I bought a Pixel recently and for 2 days I tried to make it work. 2 whole days of fumbling pain! And I felt fucking horrible. Almost nothing is customizable and everything coated in a thick layer of AI. Every google app has dark patterns. Don’t like it? Well too bad, apps like goog photos keep on asking if you want to upload your life with a recurring popup that tries to trick you. Don’t want Google Search Bar? Well… you don’t get to say no bitch, don’t make me hurt you. It is not a healthy relationship.
So. I just took the plunge and flashed GrapheneOS. Graphene will take a bit of work getting replacements for some of my needed apps like mail and map. But there are lots of neat options and I’m having fun with it. Problem fixed.
I used the graphene web install. I booted up my Pi 4B+ and used gnome-disks to flash a MicroSD with Ubuntu 24.10 then installed the two packages in the web install instructions then I got Brave (I went to the Brave homepage and they have some curl option to download. I needed to install curl, did that then got Brave installed. Once brave is installed you have to disable browser fingerprinting memory reduction and disable the “brave shield” (the little shield near the address bar) for the web installer GrapheneOS page. (It’s a fresh install, on a Pi, and I know the site, no real risk)
After this you can just press the big buttons on the page and follow the instructions on the page.
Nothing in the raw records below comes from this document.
PR #5576, opened 2015-01-18
Add emoji support

dimaursu:
This will convert common stuff like :) or :P into emojis. By default it uses the images from the local assets - they are really small, around 0.61 KB / emoji.

The technical burden will be small for d*, as I used a plugin for markdown-it.

### DIFF
--- a/Gemfile
+++ b/Gemfile
@@ -58,7 +58,7 @@ gem 'autoprefixer-rails', '4.0.2.1'
 
 # Database
 
-ENV['DB'] ||= 'mysql'
+ENV['DB'] ||= 'postgres'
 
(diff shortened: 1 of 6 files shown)


jhass:
This is not what the currently running proposal talks about, and I disagree with it even more than the proposal, I'm sorry.

jhass:
Given there has been no recent discussion around this feature, that you so far haven't addressed the technical problems of this implementation and that we got a [community decision](https://www.loomio.org/d/vlmyMTNd/emoji-support?proposal=CRoUdzEv) not overwhelmingly favoring the general idea, I'm closing this PR for now. Thank you for you effort so far! Also feel free to open a new PR with the above points addressed, once there's consensus in the community about the how.

PR #5584, opened 2015-01-24
Added environment-variable to specify Firefox version for testing

Faldrian:
Implemented this workaround [1] , so we can still use Firefox 34 for testing (since Selenium Driver is currently broken for Firefox 35).

To use, define environment-variable `FIREFOX_BINARY_PATH` pointing to the firefox executable which should be used.

1: http://blog.pixarea.com/2013/02/locking-the-firefox-version-when-testing-rails-with-capybara-and-selenium


jhass:
Thank you!

PR #5587, opened 2015-01-25
Fixes the header problem rendering statistics page

ghost:
Related to [this comment](https://github.com/diaspora/diaspora/pull/5464#issuecomment-71365544)


jaywink:
Great, this fixes that issue. BUT, not sure if this was the case before, but the header is not rendering when *logged out*.

selection_048

jaywink:
Yes it was visible before, I had the old test tab open :)

selection_049

After refreshing it, header disappeared.

SansPseudoFix:
Doesn't works with mobile.

AugierLe42e:
Should be better now.
When logged in :

screen shot 2015-01-25 at 13 27 17

When logged out :

screen shot 2015-01-25 at 13 28 07

Mobile view when logged in :

screen shot 2015-01-25 at 13 29 47


Mobile view when logged out :

screen shot 2015-01-25 at 13 29 03

AugierLe42e:
Mobile view is ugly as boostrap isn't injected.

jaywink:
Travis one build failed due to flaky not related test, so merging. Thanks for fixing this so fast!

jaywink:
> Up to you to write some CSS now :p

LOL, missed this commit. But then, that beautification can be done separately - now it at least works :) IMHO the mobile page looks ok anyway even if the styling is different.

AugierLe42e:
@jaywink : You're welcome, this was my fault. I didn't do the proper tests ;)

Issue #5589, opened 2015-01-26
Wrong information on the new (HTML) statistic page


marienfressinaud:
I can see two types of errors:

- Registrations are shown as opened while they are not
- Services are all "Not available" while they are!

For example, you can compare Diaspora-fr information:

- That's ok on the JSON page: https://diaspora-fr.org/statistics.json
- But not on the HTML page: https://diaspora-fr.org/statistics

Related to https://github.com/diaspora/diaspora/pull/5464

jaywink:
Also ummmm active users *monthly* cannot be higher than active users *half a year* :P Something has changed there too.

Flaburgan:
Yeah @jaywink and this is affecting statistics.json which should not have been changed...

marienfressinaud:
True. Another thing (it may be a feature, I don't know): on the JSON page there is a "services" array AND, at the end of the line, services with a boolean information. I guess services array is excessive…

Flaburgan:
@marienfressinaud the service with a boolean is the old version (0.4), the array the new one. We keep both in 0.5 to be retrocompatible, 0.6 will only have the array.

AugierLe42e:
@Flaburgan : JSON has changed as it include a big refactor by @jhass...

jaywink:
JSON errors fixed by #5590

AugierLe42e:
If nobody solved it before, I'll try to fix this tonight. I have an idea where it can come from, but I'm at work now.

Flaburgan:
I fixed the monthly / halfyear and @AugierLe42e the services but we're still having the issue about registration: they are closed on diaspora-fr but displayed as open.

Flaburgan:
PR from @AugierLe42e is now merged, this can be closed.

PR #5590, opened 2015-01-26
Fix monthly and halfyear active users count

Flaburgan:
Fix regression introduced in https://github.com/diaspora/diaspora/pull/5464 or https://github.com/diaspora/diaspora/pull/5587, see https://github.com/diaspora/diaspora/issues/5589

### DIFF
--- a/app/presenters/statistics_presenter.rb
+++ b/app/presenters/statistics_presenter.rb
@@ -55,11 +55,11 @@ class StatisticsPresenter
   end
 
   def monthly_users
-    @monthly_users ||= User.halfyear_actives.count
+    @monthly_users ||= User.monthly_actives.count
   end
 
   def halfyear_users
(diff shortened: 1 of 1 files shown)


Flaburgan:
I worry because this breaking change doesn't appear in the git diff of the 2 pull requests. That means that other changes like that could have been merged.

Why don't we have tests on that btw, perfect time to write some @AugierLe42 @SansPseudoFix

jaywink:
This is the commit that broke things, little copy paste accident which no one noticed :) https://github.com/diaspora/diaspora/commit/dc444852307cea66884c8b5aad220e4ec37c9207

We have a test for the statistics page, but not for the scope which collects the user counts in the model. Not quite sure how efficient adding tests to those would be to prevent errors like this..

Anyway, thanks @Flaburgan - merging!

PR #5595, opened 2015-01-26
Fix available services not correctly displayed

### LINKED ISSUE #5589: Wrong information on the new (HTML) statistic page

ghost:
This should fix #5589

### DIFF
--- a/app/helpers/statistics_helper.rb
+++ b/app/helpers/statistics_helper.rb
@@ -12,7 +12,7 @@ module StatisticsHelper
   end
 
   def service_status service, available_services
-    if available_services.include? service
+    if available_services.include? service.to_s
       I18n.t('statistics.enabled')
     else
       I18n.t('statistics.disabled')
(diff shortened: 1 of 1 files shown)


jhass:
service is guaranteed to be a symbol, since that array is actually a hardcoded constant. Therefore I'd prefer the helpers to be updated to expect a symbol instead of a string.

AugierLe42e:
Like this ?

jhass:
Yup, thanks!

Btw. your current commit author email is not associated to your github account ;)

AugierLe42e:
This is because I don't want it to be displayed publicly on github.

PR #5596, opened 2015-01-26
Change sign up from button to link

dmorley:
Like many I hit signup every time when I want to login on mobile since the button is a button just like the signin button

### DIFF
--- a/app/views/sessions/new.mobile.haml
+++ b/app/views/sessions/new.mobile.haml
@@ -39,7 +39,7 @@
             .controls
               = f.submit t('devise.sessions.new.sign_in'), :class => 'btn primary'
               - if display_registration_link?
-                = link_to t('devise.shared.links.sign_up'), new_registration_path(resource_name), :class => 'btn primary', :style => "float: right;"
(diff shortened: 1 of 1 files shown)


app/views/sessions/new.mobile.haml
```diff
@@ -39,7 +39,7 @@
             .controls
               = f.submit t('devise.sessions.new.sign_in'), :class => 'btn primary'
               - if display_registration_link?
-                = link_to t('devise.shared.links.sign_up'), new_registration_path(resource_name), :class => 'btn primary', :style => "float: right;"
+                = link_to t('devise.shared.links.sign_up'), new_registration_path(resource_name), :class => 'primary', :style => "float: right;"
```
svbergerem: The `primary` class is useless here. I'd suggest going the Bootstrap way and using `btn btn-link` for the class attribute.

jhass:
@dmorley ping, still interested in getting this in?

dmorley:
@jhass if "primary" is dead but still in the production code then my modification is silly and I am not up to speed with the code base to do more than remove the btn attribute.

PR #5599, opened 2015-01-27
Fix registrations displaying

ghost:
This should fix the registration problem #5589

### DIFF
--- a/app/helpers/statistics_helper.rb
+++ b/app/helpers/statistics_helper.rb
@@ -11,6 +11,14 @@ module StatisticsHelper
     end
   end
 
+  def registrations_status_class statistics
+    if statistics.open_registrations?
+      "serv-enabled"
+    else
+      "serv-disabled"
+    end
+  end
+
   def service_status service, available_services
     if available_services.include? service.to_s
       I18n.t('statistics.enabled')
--- a/app/presenters/statistics_presenter.rb
+++ b/app/presenters/statistics_presenter.rb
@@ -31,7 +31,7 @@ class StatisticsPresenter
   end
 
   def open_registrations?
-    AppConfig.settings.enable_registrations
+    AppConfig.settings.enable_registrations?
   end
 
   def user_counts
--- a/app/views/statistics/_statistics.haml
+++ b/app/views/statistics/_statistics.haml
@@ -7,7 +7,7 @@
     = t('_statistics')
   = render 'statistics/statistic', name: t('statistics.name'), value: @statistics.name, activated: "serv-enabled"
   = render 'statistics/statistic', name: t('statistics.version'), value: @statistics.version, activated: "serv-enabled"
-  = render 'statistics/statistic', name: t('statistics.registrations'), value: registrations_status(@statistics), activated: "serv-enabled"
+  = render 'statistics/statistic', name: t('statistics.registrations'), value: registrations_status(@statistics), activated: registrations_status_class(@statistics)
   - if @statistics.expose_user_counts?
     = render 'statistics/statistic', name: t('statistics.total_users'), value: @statistics.total_users, activated: "serv-enabled"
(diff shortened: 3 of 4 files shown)


app/helpers/statistics_helper.rb
```diff
@@ -4,13 +4,21 @@
 
 module StatisticsHelper
   def registrations_status statistics
-    if statistics.open_registrations?
+    if !!statistics.open_registrations?
```
dimaursu: um? That's double negation, it's the same as the original.

app/helpers/statistics_helper.rb
```diff
@@ -4,13 +4,21 @@
...
       I18n.t('statistics.open')
     else
       I18n.t('statistics.closed')
     end
   end
 
+  def registrations_status_class statistics
+    if !!statistics.open_registrations?
```
dimaursu: Same as before, double negation

app/helpers/statistics_helper.rb
AugierLe42e: Yeah, problem is : function recieve a symbol, so, as is is not a fasly value, it is always considered true, even if registrations are closed. `!!` "operator" forces cast to boolean. Works well ;)

jhass: * If you can call `open_registrations?` on `statistics` that's certainly not a symbol.
* If  `open_registrations?` returns a symbol, `!!symbol` is always `true`.
* if `open_registrations?` returns nil or a symbol, nil is falsey and the symbol is truthy, so the `!!` is unneeded.

AugierLe42e: Well I can't explain but I can assure you that it works with and doesn't work without :/

jhass: Add `require "pry"; binding.pry` in the line before that and trigger the code path.

jhass: Or just add a `?` to https://github.com/diaspora/diaspora/blob/develop/app/presenters/statistics_presenter.rb#L34 to properly fix it.

Also add an RSpec test that triggers the bug.

app/presenters/statistics_presenter.rb
```diff
@@ -31,7 +31,7 @@ def version
   end
 
   def open_registrations?
-    AppConfig.settings.enable_registrations
+    AppConfig.settings.enable_registrations?
```
AugierLe42e: @jhass : Nope, [see by yourself](https://travis-ci.org/diaspora/diaspora/jobs/48826537#L447), it doesn't work at all, plus it makes 2 other tests to fail.

app/presenters/statistics_presenter.rb
```diff
@@ -31,7 +31,7 @@ def version
   end
 
   def open_registrations?
-    AppConfig.settings.enable_registrations
+    AppConfig.settings.enable_registration?
```
AugierLe42e: @jhass : Nope, [see by yourself](https://travis-ci.org/diaspora/diaspora/jobs/48867657#L453). It doesn't work, plus it makes to other tests to fail. :/

jhass: Take a close look at the line you commented on.

AugierLe42e: Ok, are you willin to continue asking me riddles or will you eventually help me ?
[You](https://github.com/diaspora/diaspora/pull/5599#discussion_r23799476) told me tu put a `?` at the end of that line and I did and it doesn't work. So I'm sorry if I'm missing something but right now, I've got better to do than playing puzzles.

jhass: You didn't add a `?`, you replaced the `s` with it.

AugierLe42e: Hmmf... You are right, sorry.

AugierLe42e:
Ok, I think it can be merged now.

jhass:
Thanks!

AugierLe42e:
Thanks to you.

PR #5602, opened 2015-01-28
Add shortcuts for reshare, expand Post and open first link in a post

Faldrian:
This PR will add keyboard shortcuts for:
- r - reshare
- m - expand post (collapsed posts)
- o - open first link in the selected post

The [loomio discussion](https://www.loomio.org/d/DXzZyQGT/add-change-keyboard-shortcuts#comment-83862) said that we should not use direct key strokes ... but I think the way to go would be to have a user option to enable / configure shortcuts / disable keyboard navigation. This could be done in a separate issue, the implementation in this PR is following existing features.

### DIFF
--- a/Changelog.md
+++ b/Changelog.md
@@ -154,6 +154,7 @@ diaspora.yml file**. The existing settings from 0.4.x and before will not work a
 * Hide user setting if the community spotlight is not enabled on the pod [#5562](https://github.com/diaspora/diaspora/pull/5562)
 * Add HTML view for pod statistics [#5464](https://github.com/diaspora/diaspora/pull/5464)
 * Added/Moved hide, block user, report and delete button in SPV [#5547](https://github.com/diaspora/diaspora/pull/5547)
+* Added keyboard shortcuts r(reshare), m(expand Post), o(open first link in post) [#5602](https://github.com/diaspora/diaspora/pull/5602)
 
 # 0.4.1.2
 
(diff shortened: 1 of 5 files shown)


Faldrian:
Any comments, problems, time to review and merge? :)

svbergerem:
Codewise this looks good to me but I haven't tried it on my dev pod yet.

Does anyone have a problem with the proposed shortcuts? ( @jhass As far as I remember you thought that `r` should reload the stream.)

Faldrian:
> Does anyone have a problem with the proposed shortcuts? ( @jhass As far as I remember you thought that r should reload the stream.)

F5 and Ctrl+r already reload "everything" ... reloading only the stream would be a nice feature, Twitter has it on "." which is at first a bit odd, but when you think of navigating with j/k the "." key is more reachable than r. I would prefer these direct shortcut keys (**r**eshare, **m**ore, **l**ike, **o**pen) for the actions regarding to posts and the other not-so-direct keys for things where you maybe should know what you are doing or what you want to archieve. ;)

svbergerem:
@Faldrian Sure, I agree. I'd just like to check if anyone has any objections because I don't want to merge a (possibly) controversial PR. If everyone is happy with the proposed shortcuts I will test the code on my dev pod and merge it.

Faldrian:
@svbergerem Of couse. ^^ I just wanted to bring some arguments to explain my decision to use these keys. :) Just in case or for better understanding here. Of course this should only merged if there are no objections.

jhass:
I guess it'll be controversial no matter how we map them, so I'd say we'll just try it out ;)

svbergerem:
Thank you!

Issue #5529, opened 2015-01-06
Add direct links to /help


rhaglion:
We already have a great page where many questions of newcomers are answered. But at the moment there is no possibility to link to an specific question.

So if you like to refer to a an single question you have to write something like:
>    Go to help, click on Aspects and open the third question

Links to the specific questions would be an great improvement.

PR #5603, opened 2015-01-28
Added routing system to open a section in help

ghost:
Directly open a given section of help by routing. E.g : /help/mentions will open mentions section of help.

Would be cool to be able to rewrite the route when opening another section.

Implements #5529.

### DIFF
--- a/app/assets/javascripts/app/router.js
+++ b/app/assets/javascripts/app/router.js
@@ -2,6 +2,8 @@
 
 app.Router = Backbone.Router.extend({
   routes: {
+    "help/:topic": "help",
+    "help/": "help",
     "help": "help",
     "contacts": "contacts",
     "conversations": "conversations",
@@ -36,10 +38,10 @@ app.Router = Backbone.Router.extend({
     this.route(/^bookmarklet(?:\?(.*))?/, "bookmarklet");
   },
 
-  help: function() {
+  help: function(topic) {
     app.help = new app.views.Help();
     $("#help").prepend(app.help.el);
-    app.help.render();
+    app.help.render(topic);
   },
 
   contacts: function() {
--- a/app/assets/javascripts/app/views/help_view.js
+++ b/app/assets/javascripts/app/views/help_view.js
@@ -9,7 +9,7 @@ app.views.Help = app.views.StaticContentView.extend({
     "click .faq-link-sharing" : "sharing",
     "click .faq-link-posts-and-posting" : "postsAndPosting",
     "click .faq-link-tags": "tags",
-    "click .faq-link-keyboard-shortcuts" : "keyboardShortcuts",
+    "click .faq-link-keyboard-shortcuts" : "keyboardShortcuts"
   },
 
   initialize : function() {
@@ -19,19 +19,19 @@ app.views.Help = app.views.StaticContentView.extend({
       get_support_a_tutorials: { tutorials: this.linkHtml("https://diasporafoundation.org/tutorials", Diaspora.I18n.t( 'tutorials' ))},
       get_support_a_wiki: { link: this.linkHtml("https://wiki.diasporafoundation.org/Special:Search", Diaspora.I18n.t( 'wiki' ))},
       get_support_a_irc: { irc: this.linkHtml("https://wiki.diasporafoundation.org/How_We_Communicate#IRC", Diaspora.I18n.t( 'irc' ))},
-      get_support_a_hashtag: { question: this.linkHtml("/tags/question", "#question")},
+      get_support_a_hashtag: { question: this.linkHtml("/tags/question", "#question")}
 	};
 
     this.POSTS_AND_POSTING_SUBS = {
       format_text_a: {
         markdown: this.linkHtml("http://diasporafoundation.org/formatting", Diaspora.I18n.t( 'markdown' )),
-        here: this.linkHtml("http://daringfireball.net/projects/markdown/syntax", Diaspora.I18n.t( 'here' )),
+        here: this.linkHtml("http://daringfireball.net/projects/markdown/syntax", Diaspora.I18n.t( 'here' ))
       }
     };
 
     this.TAGS_SUBS = {
       filter_tags_a: {
-        third_party_tools: this.linkHtml("https://wiki.diasporafoundation.org/Tools_to_use_with_Diaspora", Diaspora.I18n.t( 'third_party_tools' )),
+        third_party_tools: this.linkHtml("https://wiki.diasporafoundation.org/Tools_to_use_with_Diaspora", Diaspora.I18n.t( 'third_party_tools' ))
       }
     };
 
@@ -51,18 +51,21 @@ app.views.Help = app.views.StaticContentView.extend({
       title_sharing: Diaspora.I18n.t( 'sharing.title' ),
       title_tags: Diaspora.I18n.t( 'tags.title' ),
       title_keyboard_shortcuts: Diaspora.I18n.t( 'keyboard_shortcuts.title' ),
-      title_miscellaneous: Diaspora.I18n.t( 'miscellaneous.title' ),
+      title_miscellaneous: Diaspora.I18n.t( 'miscellaneous.title' )
     };
 
     return this;
   },
 
-  render: function(){
+  render: function(topic){
     var section = app.views.Base.prototype.render.apply(this, arguments);
 
     // After render actions
     this.resetMenu(true);
     this.renderStaticSection("getting_help", "faq_getting_help", this.GETTING_HELP_SUBS);
+
+    var elTarget = this.findTopic(topic);
+    if(elTarget != null){ $(elTarget).click(); }
 
     return section;
   },
@@ -107,8 +110,12 @@ app.views.Help = app.views.StaticContentView.extend({
 
   menuClicked: function(e) {
     this.resetMenu();
+
     $(e.target).hide();
     $(e.target).next().show();
+
+    var data = $(e.target).data('section');
+    app.router.navigate('help/' + data);
   },
 
   clearItems: function() {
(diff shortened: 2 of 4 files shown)


app/assets/javascripts/app/views/help_view.js
```diff
@@ -133,6 +136,32 @@ app.views.Help = app.views.StaticContentView.extend({
     this.$('#faq').append(help_section.render().el);
   },
 
+  /**
+   * Returns the jQuery <a> element whose data-section property equals the given query
```
jhass: When adding docs, let's do it right. The function does not just return any matching `<a>` on the page, it also has to have the class `faq-link`. How about saying "section title" or so?

I'm also not sure about the functions name, `findSection` or something like that seems more appropriate, a function that's executed for its return value rather than its side-effect should describe what it returns, not what it does.

app/assets/javascripts/app/router.js
```diff
@@ -2,6 +2,8 @@
 
 app.Router = Backbone.Router.extend({
   routes: {
+    "help/:id": "help",
```
jhass: Maybe call `id` `section` or `topic`? Same for all later uses.

app/assets/javascripts/app/views/help_view.js
```diff
@@ -51,19 +51,21 @@ app.views.Help = app.views.StaticContentView.extend({
...
 
-  render: function(){
+  render: function(id){
     var section = app.views.Base.prototype.render.apply(this, arguments);
 
     // After render actions
     this.resetMenu(true);
     this.renderStaticSection("getting_help", "faq_getting_help", this.GETTING_HELP_SUBS);
 
+    if(id != null && typeof  id != 'undefined'){ this.tryLinkRoute(id); }
```
jhass: I think this needs a test whether the view redirects when an ID is given.

app/assets/javascripts/app/views/help_view.js
AugierLe42e: Sure, it needs code review. In fact the most appropriate would be `findElByDataSection` as it is only based on the `data-section` property.
I'm really not comfortable with JS so numerous things might need to be changed.

jhass: Finding good name has nothing to do with the language you're writing in.

> `findElByDataSection`

Please reread my comment, this does still not describe what it does and has the second issue still.

AugierLe42e:
Done. Can be merged ASA reviewed.

app/assets/javascripts/app/views/help_view.js
```diff
@@ -133,6 +140,23 @@ app.views.Help = app.views.StaticContentView.extend({
     this.$('#faq').append(help_section.render().el);
   },
 
+  /**
+   * Returns The section title whose data-section property equals the given query
+   * Returns null if nothing found
+   * @param dataValue Value for the data-section to find
+   * @returns {jQuery}
+   */
+  findSection: function(dataValue){
```
jhass: Now  you can't decide whether to call them "section" or "topic"? ;)

app/assets/javascripts/app/views/help_view.js
```diff
@@ -51,19 +51,22 @@ app.views.Help = app.views.StaticContentView.extend({
...
-  render: function(){
+  render: function(topic){
     var section = app.views.Base.prototype.render.apply(this, arguments);
 
     // After render actions
     this.resetMenu(true);
     this.renderStaticSection("getting_help", "faq_getting_help", this.GETTING_HELP_SUBS);
 
+    var elTarget = this.findSection(topic);
+    if(elTarget != null){ $(elTarget).click(); }
```
jhass: This is behavior, it should have a test or two verifying it.

app/assets/javascripts/app/views/help_view.js
```diff
@@ -107,8 +110,12 @@ app.views.Help = app.views.StaticContentView.extend({
 
   menuClicked: function(e) {
     this.resetMenu();
+
     $(e.target).hide();
     $(e.target).next().show();
+
+    var data = $(e.target).data('section');
+    app.router.navigate('help/' + data);
```
jhass: Same

app/assets/javascripts/app/views/help_view.js
AugierLe42e: Well I started to call them section, bu as you can see, there's already a variable `section` in the `render` function, so I do what I can. But I can still refactor to call it `findTopic` if it really bothers you.

app/assets/javascripts/app/views/help_view.js
AugierLe42e: You mean jasmine test ?

app/assets/javascripts/app/views/help_view.js
jhass: You can easily name it `section_reference` or `section_id` if that's what it really is or rename `section` to `section_html` or even just `html` since that's what it contains iirc.

app/assets/javascripts/app/views/help_view.js
AugierLe42e: Can you tell me how to do ?

jhass: You see if there's already a test file in `spec/javascripts` for this view or create a new one if not.

See https://wiki.diasporafoundation.org/Testing_workflow#Jasmine

AugierLe42e:
I don't understand why [these travis tests fail](https://travis-ci.org/diaspora/diaspora/jobs/48821910)

spec/javascripts/app/views/help_view_spec.js
```diff
@@ -86,5 +86,41 @@ describe("app.views.Help", function(){
...
+      expect(this.view.findTopic('keyboard_shortcuts').html()).toBe(topic.html());
+    });
+
+    it('should find the miscellaneous topic', function(){
+      var topic = this.view.$el.find('a[data-section=tags]');
+      expect(this.view.findTopic('tags').html()).toBe(topic.html());
+    });
+
+    /*
+    it('should rewrite route to help/tags', function(){
```
AugierLe42e: I desabled these tests as I can't find hox to make them work :/

spec/javascripts/app/views/help_view_spec.js
```diff
@@ -86,5 +86,41 @@ describe("app.views.Help", function(){
...
+    it('should rewrite route to help/keyboard_shortcuts', function(){
+      this.view.$el.find('a[data-section=keyboard_shortcuts]').trigger('click');
+      expect(Backbone.history.fragment.endsWith("help/keyboard_shortcuts")).toBeTruthy();
+    });
+
+    it('should rewrite route to help/sharing', function(){
+      this.view.$el.find('a[data-section=sharing]').trigger('click');
+      expect(Backbone.history.fragment.endsWith("help/sharing")).toBeTruthy();
+    });
+    */
```
AugierLe42e: I isabled these tests as I can't manage to make them work. :/

config/routes.rb
```diff
@@ -223,6 +223,7 @@
 
   # Help
   get 'help' => 'help#faq', :as => 'help'
+  get 'help/:topic' => 'help#faq'
```
svbergerem: @AugierLe42e I think you can ignore this comment. ;)

AugierLe42e: Ok, I was wondering was who this was :p

app/assets/javascripts/app/views/help_view.js
```diff
@@ -9,29 +9,29 @@ app.views.Help = app.views.StaticContentView.extend({
     "click .faq-link-sharing" : "sharing",
     "click .faq-link-posts-and-posting" : "postsAndPosting",
     "click .faq-link-tags": "tags",
-    "click .faq-link-keyboard-shortcuts" : "keyboardShortcuts",
+    "click .faq-link-keyboard-shortcuts" : "keyboardShortcuts"
   },
 
-  initialize : function() {
+  initialize : function(options) {
```
AugierLe42e: Don't remember having add that :/

config/routes.rb
salbertson: Are single quotes preferred?

If so you can configure Hound by adding this to `.hound.yml`

```
ruby:
  enabled: true
  config_file: .ruby-style.yml
```

and this to `.ruby-style.yml`

```
StringLiterals:
  Enabled: true
  EnforcedStyle: single_quotes
```

svbergerem: @salbertson We were trying to disable Hound for ruby files because we don't have a code style for ruby yet. First we thought that Hound wouldn't check ruby files when not explicitly enabled but it looks like we were wrong. Now we tried to disable the checks (in [.hound.yml](https://github.com/diaspora/diaspora/blob/develop/.hound.yml#L6)) but that didn't work either.

We just want Hound to check our javascript files and maybe we will add other languages later. Even with the checks in js files we have some problems. We have our own [config file for jshint](https://github.com/diaspora/diaspora/blob/develop/config/.jshint.json) but Hound also checked things like single vs. double quotes in js files although we didn't enable that in our config. About an hour ago I [tried to disable those checks](https://github.com/diaspora/diaspora/commit/f27b9dbf797d02aa18076890241e139619714e50) by explicitly disabling the checks. According to the jshint docs there is no value `false` for `quotmarks` and `maxlen` but I don't know another way to tell Hound to stop those checks and I hope that this works now.

salbertson: https://github.com/diaspora/diaspora/pull/5644

salbertson: @svbergerem, that's frustrating. https://github.com/thoughtbot/hound/pull/617 should help with the disabling of languages. The jshint config change should work, please let me know if it doesn't.

AugierLe42e:
I want to add [this](https://github.com/RyanV/jasmine-fake-window) to jasmine to see if it can fix the tests. Is it ok and how can I do that ?

AugierLe42e:
Ok, I'm tired with this shit. Maybe someone will have more courage than me.

config/routes.rb
salbertson: @svbergerem, The most recent Hound release includes https://github.com/thoughtbot/hound/commit/93be3aa8dbbc29c8477b7a651799896b4c3bca46 which should let you to disable Ruby reviews. The `.hound.yml` file in master looks right.

Were you able to disable `maxlen` and `quotmarks`?

svbergerem: @salbertson Awesome! Thank you for your help. Hound was not complaining about `maxlen` or `quotmarks` recently although we had some PRs with mixed quotes so I think we successfully disabled those checks.

salbertson: No problem!

PR #5612, opened 2015-02-01
Hide sign up button when registration are disabled

Flaburgan:
We should hide the sign up button when the registration are closed, especially with #5391 which adds the header on every not connected pages.


svbergerem:
Thank you! :)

There are many ways to do this. They have lists of compatible browsers and operating systems. I picked (eww) Ubuntu and (eww) Brave because they seemed easiest on the list and I did not virtualize or use containers in any way cause it messes up the webUSB magic the website uses. I like to play it safe as possible when firmware is involved so I didnt speed up the instructions. And also when you buy a Pixel, big thing! Turn on dev tools and toggle your oem bootloader setting off and on again. If it can’t do that you need to return the phone because it’s locked down by carrier.
Well… I hope my long sleep deprived ramblings help someone else break their chains. Read a bunch about it before starting! Good Luck!
Will this kill FDroid ? I imagine yes since you have to install it from a download.
I haven’t watched the video — I would generally rather have text form content — but if Rossman is announcing the same thing that I just read about elsewhere, it’s not a removal of sideloading. It requires that a developer register and provide Google with personal information for Google to let them create packages. Assuming that Google is willing to let the F-Droid developers register an account (which I assume they have) and sign the F-Droid package, it should not restrict installation of the F-Droid package.
However, you wouldn’t be able to use F-Droid to install any packages that didn’t conform to Google’s new requirements.
I doubt that the restriction is at the store app level, but at the package installation level. That is, I would expect that the F-Droid or Google’s store app or whatever says “install this package” and the OS refuses.
https://developer.android.com/developer-verification
Starting in September 2026, Android will require all apps to be registered by verified developers in order to be installed on certified Android devices.
Step 1
Verify your identity
You will need to provide and verify your personal details, like your legal name, address, email address, and phone number.
If you’re registering as an organization, you’ll also need to provide a D-U-N-S number and verify your organization’s website.
You may also need to upload official government ID.
Step 2
Register your apps
You’ll need to prove you own your apps by providing your app package name and app signing keys.
And especially any youtube app that blocks ads. OF COURSE Google will never allow Newpipe, Revanced, FreeTube and so on to be installed on Android phones ever again.
I have no idea if this shit is coming to android tv, but i turned updates off just in case as I use SmartTube Next on it to watch ad free youtube. Ugh. Fuck google.
You can use F-Droid and other install sources on alternative ROMs.